_Activity_.
Within the entries below, find the portion that opens with the line containing "add a skip for when the test might fail" and closes with the line containing "https://github.com/AshesITR/lintr/pull/1#discussion_r820137490". Retype that portion exactly and only.

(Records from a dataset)
------------

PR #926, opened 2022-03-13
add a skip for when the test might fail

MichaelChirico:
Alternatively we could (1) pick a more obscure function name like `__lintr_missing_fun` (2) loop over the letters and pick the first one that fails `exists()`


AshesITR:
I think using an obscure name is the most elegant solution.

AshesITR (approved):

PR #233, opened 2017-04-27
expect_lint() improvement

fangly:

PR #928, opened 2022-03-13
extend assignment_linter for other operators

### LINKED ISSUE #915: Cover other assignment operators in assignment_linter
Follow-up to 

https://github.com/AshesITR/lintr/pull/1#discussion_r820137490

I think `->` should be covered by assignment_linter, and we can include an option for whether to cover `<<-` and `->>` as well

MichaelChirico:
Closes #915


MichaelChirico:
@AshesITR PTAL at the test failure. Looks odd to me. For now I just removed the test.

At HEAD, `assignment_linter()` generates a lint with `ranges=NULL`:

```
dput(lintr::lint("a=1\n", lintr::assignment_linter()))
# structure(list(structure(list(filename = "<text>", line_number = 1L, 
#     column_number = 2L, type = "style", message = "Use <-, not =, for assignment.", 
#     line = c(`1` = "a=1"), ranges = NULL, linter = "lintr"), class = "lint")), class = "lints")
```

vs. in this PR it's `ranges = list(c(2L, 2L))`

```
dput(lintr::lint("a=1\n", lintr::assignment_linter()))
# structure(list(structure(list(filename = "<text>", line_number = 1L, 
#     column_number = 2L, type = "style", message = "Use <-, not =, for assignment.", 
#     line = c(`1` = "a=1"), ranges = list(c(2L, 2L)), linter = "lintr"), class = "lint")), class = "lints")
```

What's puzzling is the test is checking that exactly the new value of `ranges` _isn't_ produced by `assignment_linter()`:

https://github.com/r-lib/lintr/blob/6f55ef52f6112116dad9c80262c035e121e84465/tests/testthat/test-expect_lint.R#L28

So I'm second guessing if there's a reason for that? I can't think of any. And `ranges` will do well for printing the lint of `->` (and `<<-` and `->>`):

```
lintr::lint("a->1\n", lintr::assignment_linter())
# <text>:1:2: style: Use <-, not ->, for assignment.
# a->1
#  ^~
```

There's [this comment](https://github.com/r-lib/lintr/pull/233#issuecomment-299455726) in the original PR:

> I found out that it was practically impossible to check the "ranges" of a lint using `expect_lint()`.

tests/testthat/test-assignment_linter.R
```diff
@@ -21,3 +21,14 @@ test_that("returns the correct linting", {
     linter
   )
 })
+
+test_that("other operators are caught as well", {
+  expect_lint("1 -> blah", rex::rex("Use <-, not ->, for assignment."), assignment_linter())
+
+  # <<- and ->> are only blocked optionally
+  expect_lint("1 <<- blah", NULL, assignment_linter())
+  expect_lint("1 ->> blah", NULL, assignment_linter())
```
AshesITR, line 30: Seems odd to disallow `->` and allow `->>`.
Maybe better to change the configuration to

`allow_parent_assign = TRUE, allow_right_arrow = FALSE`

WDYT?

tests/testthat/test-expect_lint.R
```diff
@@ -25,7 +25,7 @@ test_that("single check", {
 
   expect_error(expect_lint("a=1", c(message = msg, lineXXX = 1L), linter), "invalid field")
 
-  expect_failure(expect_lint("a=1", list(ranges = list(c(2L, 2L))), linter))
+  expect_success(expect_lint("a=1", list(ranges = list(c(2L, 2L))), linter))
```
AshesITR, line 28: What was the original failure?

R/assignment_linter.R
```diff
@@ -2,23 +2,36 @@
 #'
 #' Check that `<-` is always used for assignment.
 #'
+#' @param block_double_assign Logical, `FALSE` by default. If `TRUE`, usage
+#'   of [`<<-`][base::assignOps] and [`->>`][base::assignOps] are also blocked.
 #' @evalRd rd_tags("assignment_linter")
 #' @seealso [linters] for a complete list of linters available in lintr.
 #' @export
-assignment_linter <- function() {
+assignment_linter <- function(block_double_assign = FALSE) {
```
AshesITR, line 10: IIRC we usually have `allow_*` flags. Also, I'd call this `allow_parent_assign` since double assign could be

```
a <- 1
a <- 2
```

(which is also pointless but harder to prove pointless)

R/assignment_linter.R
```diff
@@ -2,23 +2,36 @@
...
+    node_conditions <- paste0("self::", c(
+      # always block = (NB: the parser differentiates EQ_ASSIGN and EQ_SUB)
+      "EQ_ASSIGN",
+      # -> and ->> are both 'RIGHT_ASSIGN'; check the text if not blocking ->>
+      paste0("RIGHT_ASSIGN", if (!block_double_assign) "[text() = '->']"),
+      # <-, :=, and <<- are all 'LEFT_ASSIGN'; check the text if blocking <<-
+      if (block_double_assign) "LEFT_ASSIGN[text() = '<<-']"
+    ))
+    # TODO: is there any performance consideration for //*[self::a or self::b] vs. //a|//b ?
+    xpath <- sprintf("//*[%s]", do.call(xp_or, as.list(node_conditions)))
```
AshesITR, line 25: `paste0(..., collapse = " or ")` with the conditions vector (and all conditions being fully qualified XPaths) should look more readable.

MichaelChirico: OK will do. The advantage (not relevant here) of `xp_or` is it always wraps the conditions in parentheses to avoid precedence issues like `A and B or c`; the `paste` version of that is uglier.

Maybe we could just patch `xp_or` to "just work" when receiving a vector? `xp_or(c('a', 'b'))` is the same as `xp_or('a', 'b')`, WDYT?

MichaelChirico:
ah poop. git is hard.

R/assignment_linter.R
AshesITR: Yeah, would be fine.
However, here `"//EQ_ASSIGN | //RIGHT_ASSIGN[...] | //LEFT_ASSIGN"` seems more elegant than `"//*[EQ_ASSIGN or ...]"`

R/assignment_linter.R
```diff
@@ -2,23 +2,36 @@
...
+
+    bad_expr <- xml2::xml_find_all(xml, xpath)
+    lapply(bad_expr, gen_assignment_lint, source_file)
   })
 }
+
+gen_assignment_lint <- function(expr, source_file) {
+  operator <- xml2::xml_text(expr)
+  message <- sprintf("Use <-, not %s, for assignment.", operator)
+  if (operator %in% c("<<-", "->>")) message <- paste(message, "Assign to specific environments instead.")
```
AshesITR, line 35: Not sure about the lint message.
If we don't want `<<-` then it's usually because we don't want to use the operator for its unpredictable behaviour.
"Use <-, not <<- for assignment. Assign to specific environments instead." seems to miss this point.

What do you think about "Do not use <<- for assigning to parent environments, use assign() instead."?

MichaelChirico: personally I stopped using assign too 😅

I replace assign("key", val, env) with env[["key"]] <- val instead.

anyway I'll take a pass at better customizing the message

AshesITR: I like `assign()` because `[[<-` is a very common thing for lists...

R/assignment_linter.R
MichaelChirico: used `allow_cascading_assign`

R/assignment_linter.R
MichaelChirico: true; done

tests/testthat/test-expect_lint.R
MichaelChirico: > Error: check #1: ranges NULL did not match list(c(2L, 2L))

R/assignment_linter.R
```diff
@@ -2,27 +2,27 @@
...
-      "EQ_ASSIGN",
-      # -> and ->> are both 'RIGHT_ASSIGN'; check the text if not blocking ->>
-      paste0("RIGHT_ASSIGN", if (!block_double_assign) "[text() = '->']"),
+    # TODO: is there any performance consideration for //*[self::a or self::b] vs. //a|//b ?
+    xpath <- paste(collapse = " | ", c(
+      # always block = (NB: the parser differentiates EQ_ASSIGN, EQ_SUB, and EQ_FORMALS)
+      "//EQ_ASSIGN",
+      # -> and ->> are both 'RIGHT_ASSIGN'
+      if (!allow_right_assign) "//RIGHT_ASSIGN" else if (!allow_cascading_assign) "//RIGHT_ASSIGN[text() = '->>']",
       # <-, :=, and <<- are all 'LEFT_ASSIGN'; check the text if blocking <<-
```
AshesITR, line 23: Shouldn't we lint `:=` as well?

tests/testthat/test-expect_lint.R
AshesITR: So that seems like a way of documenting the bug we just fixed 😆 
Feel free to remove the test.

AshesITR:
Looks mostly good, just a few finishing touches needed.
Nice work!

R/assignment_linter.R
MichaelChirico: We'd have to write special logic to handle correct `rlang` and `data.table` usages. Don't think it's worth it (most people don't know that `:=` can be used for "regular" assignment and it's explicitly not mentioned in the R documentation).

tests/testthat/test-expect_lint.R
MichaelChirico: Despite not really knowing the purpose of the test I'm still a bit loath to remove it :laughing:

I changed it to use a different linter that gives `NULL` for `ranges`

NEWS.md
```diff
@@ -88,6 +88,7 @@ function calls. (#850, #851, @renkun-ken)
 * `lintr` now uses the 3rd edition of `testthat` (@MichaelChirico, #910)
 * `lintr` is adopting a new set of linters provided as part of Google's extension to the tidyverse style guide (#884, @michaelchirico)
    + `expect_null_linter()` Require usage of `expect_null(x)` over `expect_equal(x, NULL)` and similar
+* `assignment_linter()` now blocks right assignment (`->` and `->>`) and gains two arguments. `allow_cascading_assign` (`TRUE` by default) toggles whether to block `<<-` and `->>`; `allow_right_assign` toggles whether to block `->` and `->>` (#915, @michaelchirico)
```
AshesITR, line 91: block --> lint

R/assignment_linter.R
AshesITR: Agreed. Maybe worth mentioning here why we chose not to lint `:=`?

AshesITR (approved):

------------

_Output for this task_.
add a skip for when the test might fail

MichaelChirico:
Alternatively we could (1) pick a more obscure function name like `__lintr_missing_fun` (2) loop over the letters and pick the first one that fails `exists()`


AshesITR:
I think using an obscure name is the most elegant solution.

AshesITR (approved):

PR #233, opened 2017-04-27
expect_lint() improvement

fangly:

PR #928, opened 2022-03-13
extend assignment_linter for other operators

### LINKED ISSUE #915: Cover other assignment operators in assignment_linter
Follow-up to 

https://github.com/AshesITR/lintr/pull/1#discussion_r820137490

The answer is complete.